== PROMPT ==
Copy the result of filtering the entries below for lines that include the string "asmega".

== MATERIAL FOR THIS EXERCISE ==
_ _ _ _ _ _ _

PR #1387, opened 2023-03-07
CLDC-1862 Copy change for local authority known question

asmega:
# Context

- https://digital.dclg.gov.uk/jira/browse/CLDC-1862

# Changes

- Copy changes for LA known question

### DIFF
--- a/app/models/form/sales/questions/property_local_authority_known.rb
+++ b/app/models/form/sales/questions/property_local_authority_known.rb
@@ -3,7 +3,7 @@ class Form::Sales::Questions::PropertyLocalAuthorityKnown < ::Form::Question
     super
     @id = "la_known"
     @check_answer_label = "Local authority known"
-    @header = "Do you know the local authority of the property?"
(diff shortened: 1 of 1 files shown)


app/models/form/sales/questions/property_local_authority_known.rb
```diff
@@ -3,7 +3,7 @@ def initialize(id, hsh, page)
     super
     @id = "la_known"
     @check_answer_label = "Local authority known"
-    @header = "Do you know the local authority of the property?"
+    @header = "Do you know the property’s local authority?"
```
arfacamble, line 6: won't there be a test file for this given it's in sales?

jamesrose (approved):

app/models/form/sales/questions/property_local_authority_known.rb
asmega: nothing failed so it's not covered. do we need tests to cover copy?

_ _ _ _ _ _ _

== SOLUTION ==
asmega:
asmega: nothing failed so it's not covered. do we need tests to cover copy?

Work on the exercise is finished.